5. scaffolding decking according to claim 4, characterised in that the support area (36) is formed by a paragraph (34) of the respective longitudinal profile (18).

6. scaffolding decking according to claim 4 or 5, characterised in that the recesses (52) each extend into an inner wall (54) of the respective longitudinal profile (18).

7. scaffolding decking according to one of the preceding claims, characterised in that the decking plate (12) bears against the or other transverse profiles (20) of the supporting frame (16), preferably directly.
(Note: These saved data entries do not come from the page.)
PR #639, opened 2020-09-09
Apply cal match freqs

anguta:
Allow for applying calibration files to data with intersecting but not identical frequency channels.

### DIFF
--- a/hera_cal/apply_cal.py
+++ b/hera_cal/apply_cal.py
@@ -383,7 +383,8 @@ def apply_cal_argparser():
     a.add_argument("--flag_nchan_high", type=int, default=0, help="integer number of channels at the high frequency end of the band to always flag (default 0)")
     a.add_argument("--filetype_in", type=str, default='uvh5', help='filetype of input data files')
     a.add_argument("--filetype_out", type=str, default='uvh5', help='filetype of output data files')
-    a.add_argument("--nbl_per_load", type=int, default=None, help="Maximum number of baselines to load at once. uvh5 to uvh5 only. Default loads the whole file.")
+    a.add_argument("--nbl_per_load", type=int, default=None, help="Maximum number of baselines to load at once. uvh5 to uvh5 only."
+                                                                  "Default loads the whole file. If 0 is provided, also loads whole file.")
     a.add_argument("--gain_convention", type=str, default='divide',
                    help="'divide' means V_obs = gi gj* V_true, 'multiply' means V_true = gi gj* V_obs.")
     a.add_argument("--redundant_solution", default=False, action="store_true",
--- a/hera_cal/apply_cal.py
+++ b/hera_cal/apply_cal.py
@@ -390,6 +390,5 @@ def apply_cal_argparser():
     a.add_argument("--redundant_solution", default=False, action="store_true",
                    help="If True, average gain ratios in redundant groups to recalibrate e.g. redcal solutions.")
     a.add_argument("--clobber", default=False, action="store_true", help='overwrites existing file at outfile')
-    a.add_argument("--vis_units", default=None, type=str, help="String to insert into vis_units attribute of output visibility file.")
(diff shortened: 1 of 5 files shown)


hera_cal/apply_cal.py
```diff
@@ -246,11 +246,28 @@ def apply_cal(data_infilename, data_outfilename, new_calibration, old_calibratio
     # load old calibration solution
     if old_calibration is not None:
         old_hc = io.HERACal(old_calibration)
-        old_gains, old_flags, _, _ = old_hc.read()
+        old_hc.read()
+        # determine frequencies to load in old_hc that are close to hc
+        freqs_to_load = []
+        for f in old_hc.freqs:
+            atol = np.mean(np.diff(hc.freqs)) / 10.
```
jsdillon, line 253: It's not good to have magic numbers like this in the code. This tolerance factor, 10, should be a kwarg, though I think 10 is a reasonable default.

hera_cal/io.py
```diff
@@ -641,7 +641,7 @@ def partial_write(self, output_path, data=None, flags=None, nsamples=None,
                                   this.nsample_array, **self.last_read_kwargs)
 
     def iterate_over_bls(self, Nbls=1, bls=None, chunk_by_redundant_group=False, reds=None,
-                         bl_error_tol=1.0, include_autos=True):
+                         bl_error_tol=1.0, include_autos=True, freqs_to_load=None):
```
jsdillon, line 644: To better match other iterators, I'd call this `freqs` or `frequencies` rather than `freqs_to_load`

hera_cal/io.py
```diff
@@ -713,7 +716,10 @@ def iterate_over_bls(self, Nbls=1, bls=None, chunk_by_redundant_group=False, red
             # make sure that every baseline is in reds
             baseline_chunks = chunk_baselines_by_redundant_groups(reds=reds, max_chunk_size=Nbls)
         for chunk in baseline_chunks:
-            yield self.read(bls=chunk)
+            if freqs_to_load is None:
```
jsdillon, line 719: Do you actually need this if / else? If freqs is None, won't self.read behave appropriately?

scripts/apply_cal.py
```diff
@@ -17,6 +17,9 @@
 if args.vis_units is not None:
     kwargs['vis_units'] = args.vis_units
 
+if args.nbl_per_load == 0:
```
jsdillon, line 20: Why is this necessary? When would this ever happen? Shouldn't this be an error?

jsdillon (changes requested):
Looks pretty good. Just a few small comments/questions.

hera_cal/apply_cal.py
anguta: i've added this to the kwargs and set default to 10.

hera_cal/io.py
anguta: you're right, if freqs i None, things will work fine.

hera_cal/io.py
anguta: calling it frequencies.

scripts/apply_cal.py
anguta: this is to allow for some flexibility in the makeflow bash interface so that we can use the same scripts for when we use partial i/o vs no partial i/o. 

0 is confusing though. I've changed this to "none".

hera_cal/io.py
```diff
@@ -667,7 +667,7 @@ def iterate_over_bls(self, Nbls=1, bls=None, chunk_by_redundant_group=False, red
             include_autos: bool, optional
                 include autocorrelations in iteration if True.
                 Default is True.
-            freqs_to_load: array-like, optional
+            freqsuencies: array-like, optional
```
jsdillon, line 670: typo

jsdillon (approved):
Just one typo, then good to go.

hera_cal/io.py
anguta: fixed.

PR #643, opened 2020-09-20
Fix bug in chunk_baselines_by_redundant_groups where baseline_chunks are not necessarily initialized 

anguta:
If the first chunk is less than max_chunk_size, then baseline_chunks are not initialized. This PR fixes this bug.


jsdillon (approved):

jsdillon:
Assuming tests pass, I approve.

PR #645, opened 2020-09-22
Use sets to speed up membership checking in `joint_reds` in `abscal.match_baselines`

jsdillon:
In my tests on some H3C data, this speed up the match from several minutes to a few seconds.


anguta (approved):
looks good to me.

PR #646, opened 2020-09-23
Use sets to speed up slow list comp

jsdillon:
The line `matched_reds = [red[0] for red in all_reds if bl in red]` was taking about 3% of the total redcal runtime, which is silly. This should be much faster.


plaplant (approved):
Thanks @jsdillon!

PR #647, opened 2020-09-29
Fix abscal bias with new linearized abscal overall amplitude calibration

### LINKED ISSUE #642: Abscal amplitude calibration is biased, especially at low SNR
In the process of Step 4 validation for the H1C IDR2.2 power spectrum paper, we discovered in absolute amplitude calibration of a few percent, though it varies in frequency and LST.

As we now understand it, this bias occurs when performing absolute amplitude calibration (post redcal, so just a single real number per frequency, pol, and time) with a reference model that is less noisy (or even noise free) than the data being calibrated. When SNR on visibilities is low, thermal noise is more likely to increase the amplitude of a measurement than decrease it, leading to a bias. This was previously known in the literature: https://cas.tudelft.nl/pubs/gaincal.pdf

This was discovered in the context of our procedure for producing the abscal reference model in H1C, which involves low-pass delay-filtering externally calibrated at the horizon (plus a 50 ns buffer), and comparing that to the data. This was done to intentionally reduce noise in the reference model and to allow for interpolation over RFI gaps.

In Step 4 of Validation (the end-to-end simulation) we can compare the derived abscal gains to the true gains. We see a bias both using the low-pass filtered abscal model (which has thermal noise, though it is mostly filtered out, but no calibration errors) and using the "true" visibilities as our abscal reference model (no noise or calibration errors). The result in both cases is the same.

image

image

This effect appears pretty insensitive to how the low pass filter is performed, further confirming that it's not a consequence of the low pass filter throwing out real foreground power, as we previously suspected.

image

Following today's Validation telecon, our plan is to quantify this effect for H1C and correct for it post-hoc, which is easier in H1C because smooth_cal basically blurs out the temporal dependence of the bias. However, I think we should try to fix it for for H3C/H4C, since we expect the same effect for abscal against a simulation, e.g. the RIMEz model we're using in H3C/H4C.

jsdillon:
In #642, I explained how @nkern and I discovered a relatively small bias (though larger at low SNR) in absolute amplitude calibration in the process of performing validation for H1C IDR2. This effect arose because we were fitting for the absolute amplitude degeneracy of redundant calibration using the `abs_amp_logcal` solver that solves for amplitudes using a logarithmic linearization `ln|V_ij,xy^data / V_ij,xy^model| = eta_x + eta_y`. (Here x/y are variables standing in for pols and i/j are antenna indices.) This linearization is biased because Gaussian noise with equal variance in its real and imaginary components is always more likely to increase the amplitude of a complex number than decrease it. This effect is most pronounced at low SNR. 

This PR introduces a new solver, `abs_amp_lincal` that instead solves `V_ij,xy^data = A_x A_y * V_ij,xy^model`. When no cross-polarized visibilities are used, this is a simple linear optimization problem in `A^2`. When cross-polarized visibilities are used, this becomes non-linear, but using `abs_amp_logcal` as a starting point, one can still solve for A_x and A_y using `linsolve.LinProductSolver`.

This new function has to be run after phase calibration, since phase errors will cause decoherence that will itself lead to a bais. Here are my results with a the first 5 integrations of a single validation data file (`zen.2458098.40141.foregrounds.true.uvh5`) with manually added gains and noise (but no other systematics), following the procedure in https://github.com/HERA-Team/hera-validation/blob/master/test-series/2/test-2.0.0.ipynb :

image

This PR closes #642.

### DIFF
--- a/hera_cal/abscal.py
+++ b/hera_cal/abscal.py
@@ -212,7 +212,7 @@ def abs_amp_lincal(model, data, wgts=None, verbose=True, return_gains=False, gai
         else:
             data_here[k] = data[k]
         if np.any(~np.isfinite(model[k])):
-            model_here[k] =copy.deepcopy(model[k])
+            model_here[k] = copy.deepcopy(model[k])
             fill_dict_nans(model_here[k], wgts=wgts[k], nan_fill=0.0, inf_fill=0.0, array=True)
         else:
             model_here[k] = model[k]
--- a/hera_cal/abscal.py
+++ b/hera_cal/abscal.py
@@ -168,10 +168,10 @@ def abs_amp_lincal(model, data, wgts=None, verbose=True, return_gains=False, gai
                 Converegence is measured L2-norm of the change in the solution of the 
                 variables divided by the L2-norm of the solution itself.
                 Default: None (resolves to machine precision for inferred dtype).
-                N.B. Only used when data and model include cross-polarized visibilities.
+                Note: only used when data and model include cross-polarized visibilities.
     
     maxiter : Integer maximum number of iterations to perform LinProductSolver.
-              N.B. Only used when data and model include cross-polarized visibilities.    
+              Note: only used when data and model include cross-polarized visibilities.
 
     verbose : print output, type=boolean, [default=False]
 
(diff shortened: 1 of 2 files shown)


hera_cal/abscal.py
```diff
@@ -129,6 +129,137 @@ def abs_amp_logcal(model, data, wgts=None, verbose=True, return_gains=False, gai
...
+
+    return_gains : boolean. If True, convert result into a dictionary of gain waterfalls.
+
+    gain_ants : list of ant-pol tuples for return_gains dictionary
+    
+    conv_crit : A convergence criterion below which to stop iterating LinProductSolver. 
+                Converegence is measured L2-norm of the change in the solution of the 
+                variables divided by the L2-norm of the solution itself.
+                Default: None (resolves to machine precision for inferred dtype).
+                N.B. Only used when data and model include cross-polarized visibilities.
```
nkern, line 171: had to look up what N.B. meant--I think just `Note:` is a little more commonly used in our codebase

nkern (approved):
this looks good to me! thanks for addressing this josh!

hera_cal/abscal.py
jsdillon: ok, changed it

8. A scaffolding deck according to one of the preceding claims, characterised in that the deck plate (12) is riveted, preferably solely, to the longitudinal profiles (18) of the supporting frame (16).

9. Scaffolding decking according to one of the preceding claims, characterised in that the longitudinal profiles (18) are in each case designed as hollow profiles.

10. A method (100) for making a scaffolding decking (10) according to any of the preceding claims, comprising the following steps: Providing (102) the longitudinal profiles (18) and the or cross profiles (20) and the covering plate (12);Hook (104) of each cross profile (20) into the longitudinal profiles (18) to form the support frame (16);Place (106) the covering plate (12) on the longitudinal profiles (18) of the support frame (16);Securing (108) the transverse profile(s) in its/their hooked-in position (20) in that the covering plate (12) is fastened to the longitudinal profiles (18) of the support frame (16), in particular, riveted in place.